The women I interviewed established breast-feeding targets, stated in terms of duration and quantities to be produced, and sought to avoid commercial formula during their babies’ first year of life, in accordance with the American Academy of Pediatrics’ then-recent recommendation concerning exclusive breast-feeding (1997). Once the goal was established, these women engaged in constant evaluation of their “success.” Employing the terms “supply” and “demand,” they reported how much their infants drank each day and how this quantity measured against the amounts they were able to produce and/or pump (see Dykes, 2005 for similar imagery among British women). Though more pronounced amongst women who pumped their breasts at work (Avishai, 2004), the emphasis on “making it” to the one-year mark without introducing breast milk alternatives, and the focus on quantities produced and pumped, was shared by most interviewees.

Consequently, while a handful viewed formula as liberation from full-time motherhood, formula-feeding generated almost universal anxieties. Janine apologized to her baby when she first offered her a bottle of formula. Denise proudly reported that her son had “negligible amounts of formula in his first six months of life.” Bridgett viewed formula as junk food—``it’s like feeding your baby potato chips.'' Leslie, who suffers from severe migraines and occasionally could not nurse her daughter until her medication cleared out of her system, “kept a backlog of milk in the freezer.” Like other women who were concerned about their emergency “stash,” she felt nervous if she “had fewer than eight 4-ounce bottles in the freezer. Because then what would I feed her?”

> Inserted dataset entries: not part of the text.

PR #282, opened 2019-01-24
More threads

### LINKED ISSUE #280: Allow more threads than db connections
At present, the thread pool that FlowMachine uses for running queries is limited to 1 thread per db connection. This was historically because we had issues with timeouts when trying to get a connection from the db connection pool, and to avoid clobbering FlowDB with millions of simultaneous queries.

This isn't an issue anymore, so we can have _way_ more threads than db connections. Why would we want more threads? Because the number of threads is going to limit how many queries-composed-of-other-queries we can manage trying to cache at once. For example, while working on #279 I was investigating whether it would be doable to call `store` inside `construct_query_object`. Turns out, that if you do that for a deeply nested query you'll hit a scenario where the outermost `store` won't manage to start running in a thread, and hence acquire a lock in Redis, so it'll inaccurately respond immediately to a call to `get_query` with the output of `_make_query`.

greenape:
Closes #280

### I have:

### Description

Small tweak to FlowMachine, which allows it to manage considerably more queries at the same time. Stops the size of the thread pool used for managing queries being the same as the number of connections allowed to FlowDB, and makes it to default to the threadpoolexecutor default, optionally specifiable via param to `connect`, or the `THREAD_POOL_SIZE` env var.


greenape:
Way back when, we a. set a timeout for getting a connection from the pool, and b. checked the connection out before successfully acquiring a lock, which made it pretty trivial to exhaust the pool and start getting errors.

This is alleviating - the Redis lock issue is likely to still be an issue under much heavier load than we’ve encountered though I think.

flowmachine/tests/conftest.py
```diff
@@ -119,8 +119,8 @@ def clean_env(monkeypatch):
     monkeypatch.delenv("DB_PW", raising=False)
     monkeypatch.delenv("DB_HOST", raising=False)
     monkeypatch.delenv("DB_NAME", raising=False)
-    monkeypatch.delenv("POOL_SIZE", raising=False)
-    monkeypatch.delenv("POOL_OVERFLOW", raising=False)
+    monkeypatch.delenv("DB_CONNECTION_POOL_SIZE", raising=False)
+    monkeypatch.delenv("DB_CONNECTION_POOL_OVERFLOW", raising=False)
```
maxalbert: Actually, the env var `THREAD_POOL_SIZE` needs testing too.

PR #284, opened 2019-01-25
Event count

gzagatti:
### I have:

### Description

This PR adds the `SubscriberEventCount` method that allows one to count the number of events per subscriber. It allows user to select the desired direction of the events, the desired tables and all the options generally available to `EventsTableUnion`.

If a count of directed event is chosen, the query will only look at events which have directed information skiping the rest. A warning is raised in those cases to tell the user that only a partial number of tables was selected.


flowmachine/flowmachine/features/subscriber/subscriber_event_count.py
```diff
@@ -0,0 +1,136 @@
...
+import warnings
+
+from ...core import Table
+from ..utilities.sets import EventsTablesUnion
+from .metaclasses import SubscriberFeature
+
+
+class SubscriberEventCount(SubscriberFeature):
+    """
+    This class returns the event count pr subscriber within the period,
```
maxalbert:
```suggestion
    This class returns the event count per subscriber within the period,
```

flowmachine/flowmachine/features/subscriber/subscriber_event_count.py
```diff
@@ -0,0 +1,136 @@
...
+    2  0Ze1l70j0LNgyY4w           57
+    3  Nnlqka1oevEMvVrm           63
+    4  4dqenN2oQZExwEK2           59
+                    ...          ...
+    """
+
+    def __init__(
+        self,
+        start,
+        stop,
```
maxalbert: Just for safety, I suggest to make the names of kwargs non-optional:
```suggestion
        stop,
        *,
```

flowmachine/flowmachine/features/subscriber/subscriber_event_count.py
```diff
@@ -0,0 +1,136 @@
...
+        subscriber_identifier="msisdn",
+        direction="both",
+        hours="all",
+        subscriber_subset=None,
+        tables="all",
+        **kwargs,
```
maxalbert: Please no `**kwargs` any more. We used to do this pretty much everywhere in the past but have started to make all kwargs explicit (see #257), so that we can soon bundle them up and encapsulate them in more meaningful and generally smarter domain objects.

Given that `**kwargs` is only passed on to `EventsTablesUnion` and all arguments for this are already provided below, we can simply remove `**kwargs` in both places.

flowmachine/flowmachine/features/subscriber/subscriber_event_count.py
```diff
@@ -0,0 +1,136 @@
...
+    ):
+        self.start = start
+        self.stop = stop
+        self.subscriber_identifier = subscriber_identifier
+        self.direction = direction
+        if direction not in {"in", "out", "both"}:
+            raise ValueError("{} is not a valid direction.".format(self.direction))
+
+        try:
```
maxalbert: I think this try...except block can simply be changed to `self.hours = hours` (since `hours` is passed in explicitly).

flowmachine/flowmachine/features/subscriber/subscriber_event_count.py
```diff
@@ -0,0 +1,136 @@
...
+        super().__init__()
+
+    def _has_outgoing(self, table):
+
+        return "outgoing" in Table(table).column_names
+
+    def _make_query(self):
+        where_clause = ""
+        if self.direction != "both":
+            where_clause = "WHERE {}outgoing".format(
```
maxalbert: How about the following?
```python
where_clause = f"WHERE outgoing IS {'TRUE' if self.direction == 'out' else 'FALSE}"
```

flowmachine/flowmachine/features/subscriber/subscriber_event_count.py
```diff
@@ -0,0 +1,136 @@
...
+            hours=hours,
+            subscriber_identifier=subscriber_identifier,
+            subscriber_subset=subscriber_subset,
+            **kwargs,
+        )
+        super().__init__()
+
+    def _has_outgoing(self, table):
+
+        return "outgoing" in Table(table).column_names
```
maxalbert: Hmm, I'm not strictly opposed to having this in a helper method but it's quite succinct so might actually be more readable if it is inlined in L96 above (esp. since it doesn't actually use `self`, which confused me a little at first when I looked up the definition).

flowmachine/tests/test_subscriber_event_count.py
```diff
@@ -0,0 +1,103 @@
...
+    df = get_dataframe(query).set_index("subscriber")
+    assert df.loc["E0LZAa7AyNd34Djq"].event_count == 8
+
+    query = SubscriberEventCount(
+        "2016-01-01", "2016-01-08", direction="both", tables="events.mds"
+    )
+    df = get_dataframe(query).set_index("subscriber")
+    assert df.loc["E0LZAa7AyNd34Djq"].event_count == 8
+
+    query = SubscriberEventCount("2016-01-01", "2016-01-08", direction="out")
```
maxalbert: Just for completeness maybe also add a case for `direction="in"`?

flowmachine/flowmachine/features/subscriber/subscriber_event_count.py
```diff
@@ -0,0 +1,136 @@
...
+            self.hours = "all"
+
+        if self.direction == "both":
+            column_list = [self.subscriber_identifier]
+            self.tables = tables
+        else:
+
+            column_list = [self.subscriber_identifier, "outgoing"]
+
+            if isinstance(tables, str) and tables.lower() == "all":
```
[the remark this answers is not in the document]
maxalbert: Also, what happens if _no_ tables have an `outgoing` column? Will this still raise only a warning? Imho this case should definitely be an error, and then it feels a little inconsistent if other cases only raise a warning.

Is this the case that's covered by the second case in `test_directed_count_undirected_tables_raises` below? If so, it also seems strange that it would raise `MissingDateError` rather than, say, `MissingDirectionColumnError`.

So all in all it seems cleaner to always raise an error, which also keeps the internal logic simpler.

flowmachine/flowmachine/features/subscriber/subscriber_event_count.py
gzagatti: And I was wondering what this `*` was for which is everywhere in the codebase. Thanks for illuminating my day.

flowmachine/flowmachine/features/subscriber/subscriber_event_count.py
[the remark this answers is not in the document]
gzagatti: I implemented the suggestions, now a `MissingDirectionColumnError` will be raised when such column is missing from any of the tables requested.

flowmachine/flowmachine/features/subscriber/subscriber_event_count.py
```diff
@@ -0,0 +1,126 @@
...
+
+        if direction not in {"in", "out", "both"}:
+            raise ValueError("{} is not a valid direction.".format(self.direction))
+
+        if self.direction == "both":
+            column_list = [self.subscriber_identifier]
+            self.tables = tables
+        else:
+            column_list = [self.subscriber_identifier, "outgoing"]
+            self.tables = self._parse_tables_with_direction(tables)
```
maxalbert: Very nice, this reads much clearer now that you've moved the parsing code into a helper method.

Tiny suggestion: the name `_parse_tables_with_direction` seems to imply that it only parses the tables that have a direction and omits the others, when in fact it raises an error in this case (as it should). How about renaming it to `_parse_tables_ensuring_direction_is_present` or something similar?

maxalbert:
@gzagatti Thanks for fixing the recent CI failures. Nearly there! Only the file `/home/circleci/project/flowmachine/tests/test_subscriber_event_count.py` needs to be reformatted with black to make the linting test pass.

May I ask why you decided to rename the class from `SubscriberEventCount` to `EventCount`? We may need to re-think the naming conventions in general, but for the time being the former sounds a little more explicit to me, so why not keep it?

(Also, if we do decide that renaming it is better then we should also tweak the filename of the .py and test file; and there is still one instance of the old class name in a docstring.)

gzagatti:
I changed the name of the class because the majority of subscriber features do not have the `Subscriber` prefix. For instance, we have `RadiusOfGyration` and not `SubscriberRadiusOfGyration`. Connected to that, I found it redundant the following `from features.subscriber import SubscriberEventCount`. `from features.subscriber import EventCount` reads better.

But I agree with you we need a re-think of naming conventions.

The emphasis on exclusivity thus resulted in constant monitoring and assessment of “production” levels and the “stash in the fridge,” and took a toll on most of the women I interviewed. Many stay-at-home mothers grappled with the “24/7 duty” entailed by their commitment to exclusivity, and resented the time spent at the pump (many stay-at-home mothers pumped for emergencies, occasional breaks, and to mix with solid foods). They often experienced exclusivity as emotionally straining, and several were concerned that exclusivity would set in motion a long-term family dynamic that renders the mother as the primary caregiver. For mothers who worked outside of their homes and were separated from their babies for several hours at a time, exclusivity entailed long hours of pumping at the work place, rendering exclusivity a physically draining enterprise. (Most of the working mothers failed to pump sufficient amounts of milk, and their babies’ first birthday signified liberation from the universally disliked pumping; I discuss pumping at length in Avishai, 2004).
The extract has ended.